All Natural Beef Preparation Suggestions
We are happy that you decided to purchase all natural beef from Old River Farms. We take pride in raising the highest quality Angus beef. We use no hormones, no anitbiotics, no steroids and our cows never visit a feedlot. Here are a few suggestions for those who are new to cooking with naturally raised meats. Since our meat is much leaner and healthier than what you’d normally find in the grocery store the cooking techniques are sometimes a little different.
1. This beef is ideal for rare to medium rare cooking. If you like well done beef, we recommend cooking at very low temperatures in a sauce to add moisture.

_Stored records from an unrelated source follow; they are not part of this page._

PR #6228, opened 2022-10-03
[exporter/otlp] split into its own module

### LINKED ISSUE #6195: Split `otlpexporter` on its own module

codeboten:
Fixes #6195


cmd/otelcorecol/builder-config.yaml
```diff
@@ -28,5 +28,6 @@ processors:
 
 replaces:
   - go.opentelemetry.io/collector => ../../
-  - go.opentelemetry.io/collector/semconv => ../../semconv
```
bogdandrutu, line 31: Should you not have a change around the exporter module at line 16?

bogdandrutu (commented):
I expect a change in the builder

cmd/otelcorecol/builder-config.yaml
codeboten: Good point, updated.

bogdandrutu: Same thing in the default config in the builder.

codeboten: i forgot to run `make ocb`. should probably add a check for this

exporter/otlpexporter/go.mod
```diff
@@ -0,0 +1,50 @@
+module go.opentelemetry.io/collector/exporter/otlpexporter
+
+go 1.19
```
bogdandrutu, line 3: 1.18?

bogdandrutu (approved):

exporter/otlpexporter/Makefile
```diff
@@ -0,0 +1 @@
+include ../../Makefile.Common
```
bogdandrutu, line 1: empty line please.

exporter/otlpexporter/go.mod
codeboten: 👍🏻

bogdandrutu:
I think we should send also a PR to remove https://github.com/open-telemetry/opentelemetry-collector/blob/main/exporter/doc.go since it belongs (will) to a module without anything in that parent directory. Also think what we want to do with https://github.com/open-telemetry/opentelemetry-collector/tree/main/exporter#general-information since it feels strange that it belongs to a different module.

Maybe we create a module "exporter" with all the exporters?

exporter/otlpexporter/Makefile
codeboten: Done

codeboten:
> I think we should send also a PR to remove https://github.com/open-telemetry/opentelemetry-collector/blob/main/exporter/doc.go since it belongs (will) to a module without anything in that parent directory

I agree this makes sense once all the other exporters are split into their own modules.

> Also think what we want to do with https://github.com/open-telemetry/opentelemetry-collector/tree/main/exporter#general-information since it feels strange that it belongs to a different module.

This could likely be moved under the docs directory in something called exporter.md? Maybe there should be a components directory under docs?

> Maybe we create a module "exporter" with all the exporters?

What would the result of someone including that module be? All the exporters get pulled in? I wonder if it would be confusing for users as it may be unclear what exporters fall under that package.

bogdandrutu:
> What would the result of someone including that module be? All the exporters get pulled in? I wonder if it would be confusing for users as it may be unclear what exporters fall under that package.

"All the exporters get pulled in" pulled in where? All the exporters are available in the module, if you talk about the builder you need 2 lines one for module and one for import.

bogdandrutu:
last one about this "structure" part:
I saw somewhere in contrib that `go mod` complains if you have a module `go.opentelemetry.io/collector/exporter` (in case in the future we want to use that package and module for some shared code between exporters) and `go.opentelemetry.io/collector/exporter/otlpexporter`. Can you check that?

bogdandrutu:
It looks to be related to this issue https://github.com/golang/go/issues/30590, found starting from the code :)) https://cs.opensource.google/go/go/+/master:src/cmd/go/testdata/script/mod_dot.txt;l=30;bpv=1;bpt=0

codeboten:
Another update to this PR here:
* moved the exporter to `exporters` directory. this is more inline with opentelemetry-go: https://github.com/open-telemetry/opentelemetry-go/tree/main/exporters
* renamed `otlpexporter` to `otlpgrpcexporter` to make this more consistent with `otlphttpexporter`

Please take a look @open-telemetry/collector-approvers

dmitryax:
Renaming modules/packages is a significant breaking change for the API consumers. Can you please add deprecated aliases under the old paths?

dmitryax:
Also I'm still not convinced that we have significant enough reasons to rename `exporter` to `exporters`. Even if I like the plural more, I think we should clearly provide the reasoning behind that in this PR or an issue. Looks like the errors that @bogdandrutu posted are not relevant anymore?

exporters/otlpgrpcexporter/config.go
```diff
@@ -12,7 +12,7 @@
 // See the License for the specific language governing permissions and
 // limitations under the License.
 
-package otlpexporter // import "go.opentelemetry.io/collector/exporter/otlpexporter"
+package otlpgrpcexporter // import "go.opentelemetry.io/collector/exporters/otlpgrpcexporter"
```
dmitryax, line 15: Do we rename the package only but keep `otlp` as the component name?

codeboten: `otlp` in the config applies to both grpc and http exporters, my opinion is that it's fine to separate config from package name, but i don't feel strongly about it. i can revert if that's preferable.

codeboten:
> Also I'm still not convinced that we have significant enough reasons to rename `exporter` to `exporters`. Even if I like the plural more, I think we should clearly provide the reasoning behind that in this PR or an issue. Probably better to have a separate PR for that. This one is just about otlp exporter. Looks like the errors that @bogdandrutu posted are not relevant anymore?

Since this is the first time we'll publish these components as separate modules, it's the time to decide on what makes the most sense. The plural does make more sense if it's going to contain more than one exporter, and as i mentioned it does align with otel-go.

That being said, I agree that deprecating/breaking the import path for users shouldn't be done lightly.

exporters/otlpgrpcexporter/config.go
dmitryax: > otlp in the config applies to both grpc and http exporters, 

otlphttpexporter uses `otlphttp` https://github.com/open-telemetry/opentelemetry-collector/blob/main/exporter/otlphttpexporter/factory.go#L33

I think we should keep module names consistent with the collector component names. I would vote for keeping `otlpexporter` without renaming it. This seems like the most important one

codeboten: sorry i was thinking of the receiver 😅

codeboten:
@dmitryax I opened an issue to discuss moving components to the plural subdirectory: https://github.com/open-telemetry/opentelemetry-collector/issues/6337

bogdandrutu:
> Looks like the errors that @bogdandrutu posted are not relevant anymore?

@dmitryax the errors I mentioned will be removed if we rename the package since, "exporter" package will be free to use.

> Also I'm still not convinced that we have significant enough reasons to rename exporter to exporters.

@dmitryax can you confirm that the errors I mentioned are ok long term?

exporters/otlpgrpcexporter/config.go
mx-psi: I think we should keep it as `otlpexporter`. It would otherwise be the only exporter with a mismatch between the Go module name and the configuration identifier.

codeboten:
Closing in favour of #6343

PR #6236, opened 2022-10-04
Tentative way to fix the Unmarshal of the root

bogdandrutu:
Downside, if the root implements Unmarshaler and the caller calls `root.Unmarshal(conf)` then the logic in `root.Unmarshal(conf)` is called twice. Is it ok to expect that users should never call directly that interface and always go via the `conf.Unmarshal(root)`?

/cc @djaglowski


djaglowski:
> Is it ok to expect that users should never call directly that interface and always go via the conf.Unmarshal(root)?

This would be tough to enforce and the implications of not following the guidance would sometimes be subtle and go unnoticed. It's probably an improvement over the current limitation, but it seems like there might be a better way. That said, I tinkered with for quite a while now and have not been able to get a better result.

PR #6237, opened 2022-10-05
Add crosslink tool

bryan-aguilar:
**Description:** Adds the [crosslink](https://github.com/open-telemetry/opentelemetry-go-build-tools/tree/main/crosslink) tool to simplify the function of adding replace statements to intra-repository go modules. 


bryan-aguilar:
Can this PR get a skip changelog label?

Makefile
```diff
@@ -433,3 +434,10 @@ checklinks:
 	command -v markdown-link-check >/dev/null 2>&1 || { echo >&2 "markdown-link-check not installed. Run 'npm install -g markdown-link-check'"; exit 1; }
 	find . -name \*.md -print0 | xargs -0 -n1 \
 		markdown-link-check -q -c ./.github/workflows/check_links_config.json || true
+
+# error message "failed to sync logger:  sync /dev/stderr: inappropriate ioctl for device"
+# is a known issue but does not affect function. 
+.PHONY: crosslink
+crosslink: install-tools
```
bogdandrutu, line 441: we don't require install-tools in other places (unless I forget), just try to be consistent.

bogdandrutu (commented):
Lets make this step part of github action "check" and if git diffs then fail.

Makefile
bryan-aguilar: I believe there is some inconsistency. Multimod requires `install-tools`. But I will remove it to match the majority.

bryan-aguilar:
Updated GHA and make directive.

I also added the `--prune` flag as default. Since this will be running on PR build it should continue to clean the modules clean. You can see the details of the prune command [here](https://github.com/open-telemetry/opentelemetry-go-build-tools/tree/main/crosslink#prune---prune---p).

Issue #6238, opened 2022-10-05
Service TelemetryInitializer doesn't clean up when newService errors


cpheps:
**Describe the bug**
When the `newService` function returns an error, as a result of or after `srv.telemetryInitializer.init` executes, it doesn't clean up any telemetry views that were registered. The means if a new collector instance is started within the same process that would attempt to register those same views will fail with a `failed to initialize telemetry` error.

**Steps to reproduce**
Have a binary that wraps the collector and starts an instance of the collector. Start the wrapped instance with an invalid config. This will cause `newService` to return an error after initializing telemetry views. Without stopping the process start another instance of the collector with any config. `newService` will return get an error similar to:

```
failed to initialize telemetry: processor/batch/batch_send_size: cannot register view \"processor/batch/batch_send_size\"; a different view with the same name is already registered\nprocessor/batch/batch_send_size_bytes: cannot register view \"processor/batch/batch_send_size_bytes\"; a different view with the same name is already registered
```

**What did you expect to see?**
A separate instance of the collector able to be started within the same process with a valid config.

**What did you see instead?**
Failure of the telemetry initialization

**What version did you use?**
v0.61.0

**What config did you use?**
Config:

```yaml
receivers:
  hostmetrics:
    collection_interval: 1h
    scrapers:
      load:
      memory:

processors:
  batch:

exporters:
  logging:
   #invalid param to cause failure
    level: info

service:
  pipelines:
    metrics:
      receivers: [hostmetrics]
      processors: [batch]
      exporters: [logging]
```

**Environment**
OS: macOS 12.5.1
Compiler(if manually compiled): go version go1.19.1 darwin/arm64

**Additional context**
This seems to be a side effect of #6138, which made a `telemetryInitializer` per instance of the collector. The problem with this is on `telemetryInitializer.init` registers views globally to the process. Before #6138 the `telemetryInitializer` was a onetime use per process so views would never attempt to be registered multiple times.

I think there's two paths to consider based on intent of use for the collector:
1. Can a single process is meant to run several instances of the Collector concurrently?
2. If only a single instance of the Collector is meant to used at a time in a process should the `telemetryInitializer` act like it is tied to the lifetime of that instance?

For number 1 I think this is not the intended use case. It seems undefined how multiple instances of the collector could coexist, especially if they had configurations for internal telemetry that contradicted one another.

[...]

PR #6239, opened 2022-10-05
Fixed issue where telemetryInitializer is not cleaned up when newService errors

cpheps:
Fixing a bug - Fixed issue where the `telemetryInitializer` was not cleaned up if `newService` errors after `telemetryInitializer.init` is called. This would cause subsequent calls to new service to error on `telemetryInitializer.init`.

Fixes: #6238 

**Testing:**
- Added a new unit test that fails without new cleanup logic
- Tested with our OPAMP enabled [agent](https://github.com/observIQ/observiq-otel-collector) and [server](https://github.com/observiq/bindplane-op). On reconfigure our agent runs a new instance of the Collector within the agent process. This was exposing the issue when a bad config is sent.

### DIFF
--- a/service/service.go
+++ b/service/service.go
@@ -77,7 +77,7 @@ func newService(set *settings) (*service, error) {
 
 	// If there is any error after we initialize telemetry we need to ensure we clean that up for any future service
 	defer func() {
-		if returnErrs != nil {
+		if returnErrs == nil {
 			return
 		}
 
--- a/service/service.go
+++ b/service/service.go
@@ -71,6 +71,19 @@ func newService(set *settings) (*service, error) {
 	if err = srv.telemetryInitializer.init(set.BuildInfo, srv.telemetrySettings.Logger, set.Config.Service.Telemetry, set.AsyncErrorChannel); err != nil {
 		return nil, fmt.Errorf("failed to initialize telemetry: %w", err)
 	}
+
+	// Used to capture main error and any defer errors
+	var returnErrs error
+
+	// If there is any error after we initialize telemetry we need to ensure we clean that up for any future service
+	defer func() {
+		if returnErrs != nil {
+			if shutdownErr := srv.telemetryInitializer.shutdown(); shutdownErr != nil {
+				returnErrs = multierr.Append(returnErrs, fmt.Errorf("failed to shutdown collector telemetry: %w", shutdownErr))
+			}
+		}
+	}()
+
 	srv.telemetrySettings.MeterProvider = srv.telemetryInitializer.mp
 
 	extensionsSettings := extensions.Settings{
@@ -80,7 +93,8 @@ func newService(set *settings) (*service, error) {
 		Factories: srv.host.factories.Extensions,
 	}
 	if srv.host.extensions, err = extensions.New(context.Background(), extensionsSettings, srv.config.Service.Extensions); err != nil {
-		return nil, fmt.Errorf("failed build extensions: %w", err)
+		returnErrs = multierr.Append(returnErrs, fmt.Errorf("failed build extensions: %w", err))
+		return nil, returnErrs
 	}
 
 	pipelinesSettings := pipelines.Settings{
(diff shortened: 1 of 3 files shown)


service/service.go
```diff
@@ -71,6 +71,19 @@ func newService(set *settings) (*service, error) {
 	if err = srv.telemetryInitializer.init(set.BuildInfo, srv.telemetrySettings.Logger, set.Config.Service.Telemetry, set.AsyncErrorChannel); err != nil {
 		return nil, fmt.Errorf("failed to initialize telemetry: %w", err)
 	}
+
+	// Used to capture main error and any defer errors
+	var returnErrs error
+
+	// If there is any error after we initialize telemetry we need to ensure we clean that up for any future service
+	defer func() {
+		if returnErrs != nil {
```
djaglowski, line 80: If there is no error, are we inferring that `telemetryInitializer` was properly shutdown? 

If so, it seems like there might be a way to tighten up the way we manage shutting it down. Maybe there is a way to _only_ call it here?

Otherwise, i think it might be cleaner to split `newService` into two functions, where the inner function handles all the cases that can result in a returnErr. Instead, just return from the inner function and check the error in the outer func. Then we don't need to manage this with a defer.

service/service.go
```diff
@@ -71,6 +71,19 @@ func newService(set *settings) (*service, error) {
...
+			if shutdownErr := srv.telemetryInitializer.shutdown(); shutdownErr != nil {
+				returnErrs = multierr.Append(returnErrs, fmt.Errorf("failed to shutdown collector telemetry: %w", shutdownErr))
+			}
+		}
+	}()
```
djaglowski, line 85: Business logic aside, we should flatten this by returning early in the simple case.
```suggestion
	defer func() {
		if returnErrs == nil {
			return
		}
		if shutdownErr := srv.telemetryInitializer.shutdown(); shutdownErr != nil {
			returnErrs = multierr.Append(returnErrs, fmt.Errorf("failed to shutdown collector telemetry: %w", shutdownErr))
		}
	}()
```

service/service.go
cpheps: I think I'm miss understanding. The logic here is should be if there is an error it will be stored in `returnErrs`. The defer will execute after `returnErrs` is set but before the `return` so if we return due to an error we clean up and if we cleanly return we do nothing and keep the `telemetryInitalizer` running.

Let me know if you still have concerns as I might be missing what you're intending.

service/service.go
cpheps: Yeah I agree with this, nested error checking could be cleaned up. I'll make a change.

service/service.go
cpheps: Reading back through this a few times I think I understand your point. I think there is a way to restructure this function so it doesn't need a defer.

service/service.go
```diff
@@ -71,38 +71,17 @@ func newService(set *settings) (*service, error) {
...
-
-	extensionsSettings := extensions.Settings{
-		Telemetry: srv.telemetrySettings,
-		BuildInfo: srv.buildInfo,
-		Configs:   srv.config.Extensions,
-		Factories: srv.host.factories.Extensions,
-	}
-	if srv.host.extensions, err = extensions.New(context.Background(), extensionsSettings, srv.config.Service.Extensions); err != nil {
-		return nil, fmt.Errorf("failed build extensions: %w", err)
-	}
```
djaglowski, line 74: nit: The diff shows the `srv.telemetrySettings.MeterProvider = srv.telemetryInitializer.mp` line as changed, but really there is just an extra line here. Removing it should simplify the diff.

service/service.go
```diff
@@ -153,3 +132,40 @@ func (srv *service) Shutdown(ctx context.Context) error {
 	// TODO: Shutdown TracerProvider, MeterProvider, and Sync Logger.
 	return errs
 }
+
+func (srv *service) initPipeline(set *settings) error {
+	var err error
```
djaglowski, line 137: nit: Seems kind of unusual to declare this outside of any individual condition, since each error is returned immediately.

djaglowski (commented):
LGTM, just a couple nits

service/service.go
cpheps: This was copying the pattern that was in `newService` before I refactored it. This is done because in the assignments if there is no error it assigns to an already existing field on the `srv` object. I think the alternative would be to create tmp variables to assign to the `srv` fields but I don't think that's necessarily cleaner.

djaglowski (approved):
LGTM

Aneurysm9 (approved):

codeboten (approved):
Thanks for fixing!

mx-psi (approved):

service/service.go
```diff
@@ -73,36 +73,14 @@ func newService(set *settings) (*service, error) {
...
-	if srv.host.pipelines, err = pipelines.Build(context.Background(), pipelinesSettings); err != nil {
-		return nil, fmt.Errorf("cannot build pipelines: %w", err)
-	}
-
-	if set.Config.Telemetry.Metrics.Level != configtelemetry.LevelNone && set.Config.Telemetry.Metrics.Address != "" {
-		// The process telemetry initialization requires the ballast size, which is available after the extensions are initialized.
-		if err = telemetry.RegisterProcessMetrics(srv.telemetryInitializer.ocRegistry, getBallastSize(srv.host)); err != nil {
-			return nil, fmt.Errorf("failed to register process metrics: %w", err)
+	// process the configuration and initialize the pipeline
+	if err := srv.initPipeline(set); err != nil {
```
bogdandrutu, line 77: err already defined, this will "shadow". Don't use ":"

service/service.go
```diff
@@ -153,3 +131,40 @@ func (srv *service) Shutdown(ctx context.Context) error {
 	// TODO: Shutdown TracerProvider, MeterProvider, and Sync Logger.
 	return errs
 }
+
+func (srv *service) initPipeline(set *settings) error {
```
bogdandrutu, line 135: This also initialize the extensions. Maybe have rename to `initExtensionsAndPipelines`?

cpheps:
@bogdandrutu made the suggested changes

bogdandrutu (approved):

2. Since our beef is low in fat coat with virgin olive oil, truffle oil or a favorite light oil for flavor enhancement and easy browning. The oil will also prevent drying and sticking.
3. We recommend marinating your beef before cooking, especially lean cuts like NY Strip and Sirloin Steak. Choose a recipe that doesn’t mask the delicate flavor of the beef but enhances the moisture content. A favorite marinade using lemon, vinegar, wine, beer or bourbon is a great choice. Some people use their favorite Italian salad dressing. A 50/50 oil to acid ratio is always a good rule for marinades. For safe handling, always marinate in the refrigerator.
4. If you do not have time to marinate, just coat your thawed steak with your favorite rub, place on a solid surface, cover with plastic and pound your steak a few times to break down the connective tissue. As an added benefit, your favorite rub will be pushed into the beef. Don’t go overboard and flatten your beef unless your recipe calls for it.
5. Stove top cooking is great for any type of steak. You have more control over the temperature than on the grill. You can use butter in the final minutes when the heat is low, in order to carry the taste of fresh garlic through the meat just like the pro steak chefs!
6. Our beef has high protein and low fat levels. It will usually require 30% less cooking time and will continue to cook when removed from heat. For this reason, remove the beef from your heat source 5-10 degrees before it reaches the desired temperature.
Rare: 120-125F Medium: 140-145F Well Done: 160F
7. Let the beef sit covered and in a warm place for 8 to 10 minutes after removing from heat to let the juices redistribute. Never use a fork to turn your beef . . . precious juices will be lost! Always use tongs.
8. Reduce the temperature. 275-300 degrees for roasting or at the lowest heat setting in a crock pot. Again, watch your meat thermometer and don’t overcook your meat. Use moisture from sauces to add to the tenderness when cooking your roast.
9. Never use a microwave to thaw your beef. Either thaw in the refrigerator or for quick thawing place your vacuum sealed package in water for a few minutes. Bring meat to room temperature before cooking . . . do not cook it cold straight from a refrigerator.
10. When preparing hamburgers on the grill, use caramelized onions, olives or roasted peppers to add low fat moisture to the meat while cooking. We do not add extra fat to our burgers (they are 85% to 90% lean) so some moisture is needed to compensate for the lack of fat. Try not to overly compact the meat when making patties. Break off desired burger size amounts and carefully form patties. Again, watch your temp and do not overcook!